Q783. When is a string test the answer?
A783. String test is always the WRONG answer. Stool ova and parasite testing is sufficiently sensitive and less invasive. Stool Giardia antigen testing by ELISA is the single most accurate test for Giardia and is considerably less invasive.
Q784. What is a Sudan Black Stain?
A784. Stool staining with Sudan black is used to detect steatorrhea as a sign of fat malabsorption.
Q785. What is the most accurate test for fat malabsorption.
A785. Seventy-two-hour quantitative estimation of stool fat is the most accurate test because of increased sensitivity. The 72-hour estimation is almost always the wrong answer.
Q786. When do I answer Sudan black stain?
A786. Answer Sudan black stain when you see a patient with chronic pale, greasy, malodorous diarrhea, and no evidence of infection.
Q787. What is Fasting Transferrin saturation?
A787. Serum measurement of fasting transferrin saturation is the best initial test to diagnose hereditary hemochromatosis (HH) as well as the screening test for asymptomatic family members. Fasting transferrin saturation = (serum iron/TIBC)
Q788. When do you answer fasting transferrin saturation?
A788. Answer fasting transferrin satruation when you see a ase of liver disease with oint pain, diabetes, cardiomyopathy, skin hyperpigmentation, and infertility.

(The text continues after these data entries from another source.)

PR #425, opened 2026-08-22
Update ast-grep rules to use the latest version

### LINKED ISSUE #192: Update missing_puncation.yml for latest ast-grep
The version of `ast-grep` to use in GitHub Actions was set to version 0.21.4 in #175 as version 0.22.0 breaks `missing_puncation.yml`. Thus, the rule should be updated if `ast-grep` was purposely changed,  if `missing_puncation.yml` broke due to a bug ` in `ast-grep` this should probably be reported as an issue.

skejserjensen:
Update the `ast-grep` rules so they work with the latest version of `ast-grep` to fix #192. The `ast-grep` GitHub Action has also been updated to always use the latest version of `ast-grep`.

### DIFF
--- a/.github/workflows/ast-grep-scan.yml
+++ b/.github/workflows/ast-grep-scan.yml
@@ -30,4 +30,4 @@ jobs:
         uses: actions/checkout@v4
 
       - name: Ast-grep Scan
-        uses: ast-grep/action@latest
+	uses: ast-grep/action@v1.5.0
--- a/.github/workflows/ast-grep-scan.yml
+++ b/.github/workflows/ast-grep-scan.yml
@@ -30,6 +30,4 @@ jobs:
         uses: actions/checkout@v4
 
       - name: Ast-grep Scan
-        uses: ast-grep/action@v1.5
-        with:
-          version: 0.21.4  # Version 0.22.0 breaks the missing_punctuation rule.
+        uses: ast-grep/action@latest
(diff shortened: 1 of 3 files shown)


.github/workflows/ast-grep-scan.yml
```diff
@@ -30,6 +30,4 @@ jobs:
         uses: actions/checkout@v4
 
       - name: Ast-grep Scan
-        uses: ast-grep/action@v1.5
-        with:
-          version: 0.21.4  # Version 0.22.0 breaks the missing_punctuation rule.
+        uses: ast-grep/action@latest
```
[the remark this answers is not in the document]
skejserjensen: Fixed.

.github/workflows/ast-grep-scan.yml
```diff
@@ -30,6 +30,4 @@ jobs:
         uses: actions/checkout@v4
 
       - name: Ast-grep Scan
-        uses: ast-grep/action@v1.5
-        with:
-          version: 0.21.4  # Version 0.22.0 breaks the missing_punctuation rule.
+	uses: ast-grep/action@v1.5.0
```
CGodiksen: is the indentation right here?

CGodiksen (approved):

.github/workflows/ast-grep-scan.yml
skejserjensen: Fixed.

chrthomsen (approved):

Q789. How would you confirm an abnormal test of fasting transferrin saturation?
A789. Liver biopsy is the most accurate test.
Q790. What is the pathogenesis of hereditary hemochromatosis (HH)?
A790. The pathogenesis is genetically determined abnormal increase in intestinal absorption of iron.
Q791. When is the optimal timing of screening for HH?
A791. The optimal timing for screening family members is between the ages of 18 and 30, before organ damage (e.g., cirrhosis) has occurred.
Q792. What is serum trypsinogen concentration used for?
A792. Serum assay of trypsinogen is used when you suspect chronic pancreatitis in a patient with steatorrhea. This is the only test that is specific for steatorrhea of pancreatic origin. Trypsinogen levels are low if the fat malabsorption is form a burned-out pancreas.
Q793. When is serum trypsinogen concentration the answer?
A793. Answer trypsinogen level only after Sudan black stin has confirmed a fat malabsorption. Antigliadin and anti-endomysial antibodies should be normal. Low trypsinogen levels are specific but not sensitive for chronic pancretitis.
Q794. What is the urea breath test?
A794. Urea breath testing is the measurement of radiolabled carbon dioxide after the oral ingestion of labeled urea. H. pylori splits urea wuth urease. The labeled carbon is in the urea and is released as labeled carbon dioxide.
Q795. When is the urea breath test used?
A795. Urea breth testing is best used to confirm the eradication of H. pylori immediately after treatment. Serology does not rapidly improve after treatment. If an ulcer is found at endoscopy, the test of choice will be biopsy, not the urea breth test.
Q796. When do you answer urea breath test?
A796. Answer urea breath test with a patient with epigastric pain that does not improve or that recurs after a proton pump inhibitor and antibiotics have been given. There is no routine test of cure for H. pylori. You do not do the test if the patient feels better after treatment.